Завесила волосами мир, что меня окружает,
и не проникнет через них лунный свет.
Как открою эти дебри, полные тайн нежданных,
Что дышат прямо в сердце лавой страсти и острым запахом ночи?
Каждый шаг мой сгоняет ящериц пестрые стаи,
Сонмы ворон срываются ввысь и небо в черные перстни кольцуют.
Волки и лисы глазами сигналят: не приближайся – не приближайся.
И напрасно глаза закрываю —
голос твой вырывает меня из родника моего
и в пустынных палатах,
пока еще не изменилась до неузнаваемости, ищу тебя.
Раскрываю все свертки и футляры,
мертвых книг страницы изумленные нервно листаю.
Ищу тебя повсюду – даже в золе сожженных стихов.
До поры, пока все это во мне распадется, моля о появлении твоем.
Но не нахожу.
Где ты была в ту ночь, когда…
Но ничего не помнишь,
хотя была подле меня, вокруг меня, во мне самом.
И мы обменивались снами, как птицы гнездами.
А когда ты уходила, догорала осень в складках платья твоего.
К рукаву моему прицепился дерзкий листочек – единственный довод, что ты была.
И летят мои руки вслед за тобой,
Час от часу доносят мне тела твоего тепло.

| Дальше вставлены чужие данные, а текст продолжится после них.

PR #2189, opened 2024-12-17
Update develop with master

CharlieC3:
We're unable to cut `beta` branches from `develop` as it seems the past few releases aren't in `develop`.
I'd like to release the new btc faucet amount changes this week if possible, so updating `develop` is needed to do that.


zone117x (approved):
Just need to fix the package lock conflict (probably just small conflicts from the dep bots)

PR #2192, opened 2025-01-06
feat: support redis stream as event source

rafaelcr:
Adds an option to use a new Redis stream connection instead of the classic HTTP event server


src/datastore/pg-store.ts
```diff
@@ -4524,4 +4524,11 @@ export class PgStore extends BasePgStore {
     `;
     if (result.count) return result[0];
   }
+
+  async getLastEventObserverRequestSequenceId(): Promise<string | undefined> {
+    const result = await this.sql<{ sequence_id: string }[]>`
+      SELECT sequence_id FROM event_observer_requests ORDER BY id DESC LIMIT 1
```
zone117x, line 4530: This might be super slow on mainnet without an index given the size of the table. Fine for now though

rafaelcr: No worries, `id` is the primary key of the table so this query ends up being super fast

zone117x (approved):
💯

PR #2200, opened 2025-01-16
feat: add prom metrics for stacks block count at previous burn block

rafaelcr:
Observe the following metric:

- `stacks_blocks_in_previous_burn_block`: Number of Stacks blocks produced in previous Bitcoin block

This will help us create alerts for when a Bitcoin block gap happens or blocks stop being produced. We also update the chain tip `burn_block_height` with each new burn block event.

### DIFF
--- a/src/datastore/pg-store.ts
+++ b/src/datastore/pg-store.ts
@@ -4531,6 +4531,6 @@ export class PgStore extends BasePgStore {
       FROM blocks
       WHERE burn_block_height = ${burnBlockHeight} AND canonical = TRUE
     `;
-    return parseInt(result[0].count ?? '0');
+    return parseInt(result[0]?.count ?? '0');
   }
 }
--- a/src/datastore/pg-store.ts
+++ b/src/datastore/pg-store.ts
@@ -4525,11 +4525,11 @@ export class PgStore extends BasePgStore {
     if (result.count) return result[0];
   }
 
-  async getStacksBlockCountAtBurnBlock(burnBlockHeight: number): Promise<number> {
+  async getStacksBlockCountAtPreviousBurnBlock(): Promise<number> {
     const result = await this.sql<{ count: string }[]>`
       SELECT COUNT(*) AS count
       FROM blocks
-      WHERE burn_block_height = ${burnBlockHeight} AND canonical = TRUE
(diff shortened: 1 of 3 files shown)


src/datastore/pg-store.ts
```diff
@@ -4524,4 +4524,13 @@ export class PgStore extends BasePgStore {
...
     if (result.count) return result[0];
   }
+
+  async getStacksBlockCountAtBurnBlock(burnBlockHeight: number): Promise<number> {
+    const result = await this.sql<{ count: number }[]>`
+      SELECT COUNT(*) AS count
+      FROM blocks
+      WHERE burn_block_height = ${burnBlockHeight} AND canonical = TRUE
+    `;
+    return result[0].count ?? 0;
```
CharlieC3, line 4534: If an API writer just recently booted up and has not yet received a burn block event, do you know what this metric to show up as? I'm _guessing_ that the prometheus server simply won't display the `stacks_blocks_in_previous_burn_block` metric until a burn block is received and this code path is triggered. Are you able to verify this locally?

I'm asking because I want to avoid the scenario where a writer is restarted and displays the value `0` for a while until it receives the next burn block. This could cause red herrings in our alerts.

rafaelcr: good catch @CharlieC3 , fixed in latest commit so it first appears as blank instead of `0`

src/event-stream/event-server.ts
```diff
@@ -686,7 +699,14 @@ function createMessageProcessorQueue(): EventMessageHandler {
...
       return processorQueue
-        .add(() => observeEvent('burn_block', () => handleBurnBlockMessage(msg, db)))
+        .add(async () => {
+          await observeEvent('burn_block', () => handleBurnBlockMessage(msg, db));
+          if (metrics) {
+            metrics.blocksInPreviousBurnBlock.set(
+              await db.getStacksBlockCountAtBurnBlock(msg.burn_block_height - 1)
+            );
+          }
+        })
```
zone117x, line 709: Should we have this in the event-ingestion path? It could be added to the `async collect() { ... }` function of the `metrics.blocksInPreviousBurnBlock` instance so it's only queried when prom metrics are fetched.

rafaelcr: Great idea, done

zone117x (approved):
LGTM!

Я сыт их прикосновениями к твоим бедрам.
Я рассматриваю следы былых поцелуев.
Я растворяю их в воде.
И пью каждое утро.
Данка читала, войдя в какой-то неуправляемый транс, отрешившись от всего, что было вокруг, и тело ее в ритме стиха качалось вперед и назад, а по тоненьким, побелевшим от волнения пальчикам пробегала едва уловимая дрожь, голос порой срывался, она глотала слюну или воздух, но читала, без остановки и даже ни разу не взглянув на Яроша, вся от головы до пят погрузившись в текст, а Ярош не мог оторвать от нее глаз и чувствовал, как его тело подчиняется ритму этих стихов, которые он хорошо знал и тоже собирался перевести, но это был бы другой перевод, скорее всего, более сухой, не такой чувствительный и пронзительный, казалось, она читает не перевод, а текст, который написала сама, и обращается к кому-то вполне конкретному, к кому-то, кто и далеко и близко, на расстоянии вытянутой руки или на расстоянии сна. Когда чтение подходило к концу, голос ее охватила хрипота, не хватало воздуха, и последние слова она уже прошептала, а потом вздохнула, все еще не решаясь опустить взгляд на профессора, словно в ожидании его резкой критики, но услышала нечто совсем иное.